→ Activity
Could you retype the whole listing, word for word?

→ Records provided

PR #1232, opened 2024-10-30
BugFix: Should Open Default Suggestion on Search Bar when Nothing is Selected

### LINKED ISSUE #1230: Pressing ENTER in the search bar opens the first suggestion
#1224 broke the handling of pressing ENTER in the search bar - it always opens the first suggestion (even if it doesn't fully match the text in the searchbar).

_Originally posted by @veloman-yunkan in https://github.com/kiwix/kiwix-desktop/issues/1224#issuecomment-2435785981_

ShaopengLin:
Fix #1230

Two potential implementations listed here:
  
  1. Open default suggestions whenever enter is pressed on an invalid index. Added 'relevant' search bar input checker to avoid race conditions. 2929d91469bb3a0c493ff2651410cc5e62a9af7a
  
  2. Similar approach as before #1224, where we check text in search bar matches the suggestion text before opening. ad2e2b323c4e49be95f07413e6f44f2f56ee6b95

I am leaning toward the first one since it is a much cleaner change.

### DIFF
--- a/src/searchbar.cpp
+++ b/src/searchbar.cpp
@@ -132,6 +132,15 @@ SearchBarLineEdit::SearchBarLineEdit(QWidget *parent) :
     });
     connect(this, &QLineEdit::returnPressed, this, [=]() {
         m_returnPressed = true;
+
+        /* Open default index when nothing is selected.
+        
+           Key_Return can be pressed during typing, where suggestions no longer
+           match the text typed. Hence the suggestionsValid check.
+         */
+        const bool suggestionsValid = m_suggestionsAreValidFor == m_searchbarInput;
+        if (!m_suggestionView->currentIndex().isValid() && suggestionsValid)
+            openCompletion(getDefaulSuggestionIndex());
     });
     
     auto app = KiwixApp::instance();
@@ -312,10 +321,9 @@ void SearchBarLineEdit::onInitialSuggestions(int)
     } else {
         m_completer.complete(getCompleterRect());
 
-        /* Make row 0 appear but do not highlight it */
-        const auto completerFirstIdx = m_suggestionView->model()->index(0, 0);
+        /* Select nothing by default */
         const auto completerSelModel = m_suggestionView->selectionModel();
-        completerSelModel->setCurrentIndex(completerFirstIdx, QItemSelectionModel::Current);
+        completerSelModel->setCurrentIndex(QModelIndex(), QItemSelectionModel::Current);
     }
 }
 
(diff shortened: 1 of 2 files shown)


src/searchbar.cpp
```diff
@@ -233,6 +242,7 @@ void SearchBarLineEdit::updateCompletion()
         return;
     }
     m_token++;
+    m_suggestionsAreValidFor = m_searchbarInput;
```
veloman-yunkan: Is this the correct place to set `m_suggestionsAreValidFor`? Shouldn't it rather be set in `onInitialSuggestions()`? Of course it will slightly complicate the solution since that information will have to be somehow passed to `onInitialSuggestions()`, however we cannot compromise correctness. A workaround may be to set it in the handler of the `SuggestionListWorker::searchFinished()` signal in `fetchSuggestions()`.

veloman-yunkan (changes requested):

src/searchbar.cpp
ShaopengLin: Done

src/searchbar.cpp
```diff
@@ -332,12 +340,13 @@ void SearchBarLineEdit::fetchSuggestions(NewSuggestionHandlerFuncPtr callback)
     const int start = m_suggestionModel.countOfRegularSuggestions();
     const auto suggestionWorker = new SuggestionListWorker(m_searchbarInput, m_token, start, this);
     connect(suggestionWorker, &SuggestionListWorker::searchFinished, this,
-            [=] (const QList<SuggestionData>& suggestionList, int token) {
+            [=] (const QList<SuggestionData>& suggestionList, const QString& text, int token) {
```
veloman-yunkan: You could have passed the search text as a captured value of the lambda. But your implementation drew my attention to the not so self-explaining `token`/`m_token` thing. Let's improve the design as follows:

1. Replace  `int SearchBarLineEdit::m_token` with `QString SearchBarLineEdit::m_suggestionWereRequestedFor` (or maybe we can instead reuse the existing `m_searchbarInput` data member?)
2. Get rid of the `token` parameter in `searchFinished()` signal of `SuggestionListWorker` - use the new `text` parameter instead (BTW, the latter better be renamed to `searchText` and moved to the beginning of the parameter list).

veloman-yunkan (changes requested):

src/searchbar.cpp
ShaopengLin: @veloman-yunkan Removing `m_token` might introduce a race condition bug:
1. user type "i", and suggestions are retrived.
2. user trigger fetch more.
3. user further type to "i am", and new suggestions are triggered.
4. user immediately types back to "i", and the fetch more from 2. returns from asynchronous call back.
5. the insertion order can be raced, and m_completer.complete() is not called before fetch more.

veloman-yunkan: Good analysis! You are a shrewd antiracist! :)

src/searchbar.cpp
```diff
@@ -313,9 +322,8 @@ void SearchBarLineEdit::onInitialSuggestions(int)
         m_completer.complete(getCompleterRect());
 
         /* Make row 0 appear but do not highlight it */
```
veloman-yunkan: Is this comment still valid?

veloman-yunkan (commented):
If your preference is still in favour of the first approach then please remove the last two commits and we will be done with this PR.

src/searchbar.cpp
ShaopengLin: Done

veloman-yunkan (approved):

→ Response below
PR #1232, opened 2024-10-30
BugFix: Should Open Default Suggestion on Search Bar when Nothing is Selected

### LINKED ISSUE #1230: Pressing ENTER in the search bar opens the first suggestion
#1224 broke the handling of pressing ENTER in the search bar - it always opens the first suggestion (even if it doesn't fully match the text in the searchbar).

_Originally posted by @veloman-yunkan in https://github.com/kiwix/kiwix-desktop/issues/1224#issuecomment-2435785981_

ShaopengLin:
Fix #1230

Two potential implementations listed here:
  
  1. Open default suggestions whenever enter is pressed on an invalid index. Added 'relevant' search bar input checker to avoid race conditions. 2929d91469bb3a0c493ff2651410cc5e62a9af7a
  
  2. Similar approach as before #1224, where we check text in search bar matches the suggestion text before opening. ad2e2b323c4e49be95f07413e6f44f2f56ee6b95

I am leaning toward the first one since it is a much cleaner change.

### DIFF
--- a/src/searchbar.cpp
+++ b/src/searchbar.cpp
@@ -132,6 +132,15 @@ SearchBarLineEdit::SearchBarLineEdit(QWidget *parent) :
     });
     connect(this, &QLineEdit::returnPressed, this, [=]() {
         m_returnPressed = true;
+
+        /* Open default index when nothing is selected.
+        
+           Key_Return can be pressed during typing, where suggestions no longer
+           match the text typed. Hence the suggestionsValid check.
+         */
+        const bool suggestionsValid = m_suggestionsAreValidFor == m_searchbarInput;
+        if (!m_suggestionView->currentIndex().isValid() && suggestionsValid)
+            openCompletion(getDefaulSuggestionIndex());
     });
     
     auto app = KiwixApp::instance();
@@ -312,10 +321,9 @@ void SearchBarLineEdit::onInitialSuggestions(int)
     } else {
         m_completer.complete(getCompleterRect());
 
-        /* Make row 0 appear but do not highlight it */
-        const auto completerFirstIdx = m_suggestionView->model()->index(0, 0);
+        /* Select nothing by default */
         const auto completerSelModel = m_suggestionView->selectionModel();
-        completerSelModel->setCurrentIndex(completerFirstIdx, QItemSelectionModel::Current);
+        completerSelModel->setCurrentIndex(QModelIndex(), QItemSelectionModel::Current);
     }
 }
 
(diff shortened: 1 of 2 files shown)


src/searchbar.cpp
```diff
@@ -233,6 +242,7 @@ void SearchBarLineEdit::updateCompletion()
         return;
     }
     m_token++;
+    m_suggestionsAreValidFor = m_searchbarInput;
```
veloman-yunkan: Is this the correct place to set `m_suggestionsAreValidFor`? Shouldn't it rather be set in `onInitialSuggestions()`? Of course it will slightly complicate the solution since that information will have to be somehow passed to `onInitialSuggestions()`, however we cannot compromise correctness. A workaround may be to set it in the handler of the `SuggestionListWorker::searchFinished()` signal in `fetchSuggestions()`.

veloman-yunkan (changes requested):

src/searchbar.cpp
ShaopengLin: Done

src/searchbar.cpp
```diff
@@ -332,12 +340,13 @@ void SearchBarLineEdit::fetchSuggestions(NewSuggestionHandlerFuncPtr callback)
     const int start = m_suggestionModel.countOfRegularSuggestions();
     const auto suggestionWorker = new SuggestionListWorker(m_searchbarInput, m_token, start, this);
     connect(suggestionWorker, &SuggestionListWorker::searchFinished, this,
-            [=] (const QList<SuggestionData>& suggestionList, int token) {
+            [=] (const QList<SuggestionData>& suggestionList, const QString& text, int token) {
```
veloman-yunkan: You could have passed the search text as a captured value of the lambda. But your implementation drew my attention to the not so self-explaining `token`/`m_token` thing. Let's improve the design as follows:

1. Replace  `int SearchBarLineEdit::m_token` with `QString SearchBarLineEdit::m_suggestionWereRequestedFor` (or maybe we can instead reuse the existing `m_searchbarInput` data member?)
2. Get rid of the `token` parameter in `searchFinished()` signal of `SuggestionListWorker` - use the new `text` parameter instead (BTW, the latter better be renamed to `searchText` and moved to the beginning of the parameter list).

veloman-yunkan (changes requested):

src/searchbar.cpp
ShaopengLin: @veloman-yunkan Removing `m_token` might introduce a race condition bug:
1. user type "i", and suggestions are retrived.
2. user trigger fetch more.
3. user further type to "i am", and new suggestions are triggered.
4. user immediately types back to "i", and the fetch more from 2. returns from asynchronous call back.
5. the insertion order can be raced, and m_completer.complete() is not called before fetch more.

veloman-yunkan: Good analysis! You are a shrewd antiracist! :)

src/searchbar.cpp
```diff
@@ -313,9 +322,8 @@ void SearchBarLineEdit::onInitialSuggestions(int)
         m_completer.complete(getCompleterRect());
 
         /* Make row 0 appear but do not highlight it */
```
veloman-yunkan: Is this comment still valid?

veloman-yunkan (commented):
If your preference is still in favour of the first approach then please remove the last two commits and we will be done with this PR.

src/searchbar.cpp
ShaopengLin: Done

veloman-yunkan (approved):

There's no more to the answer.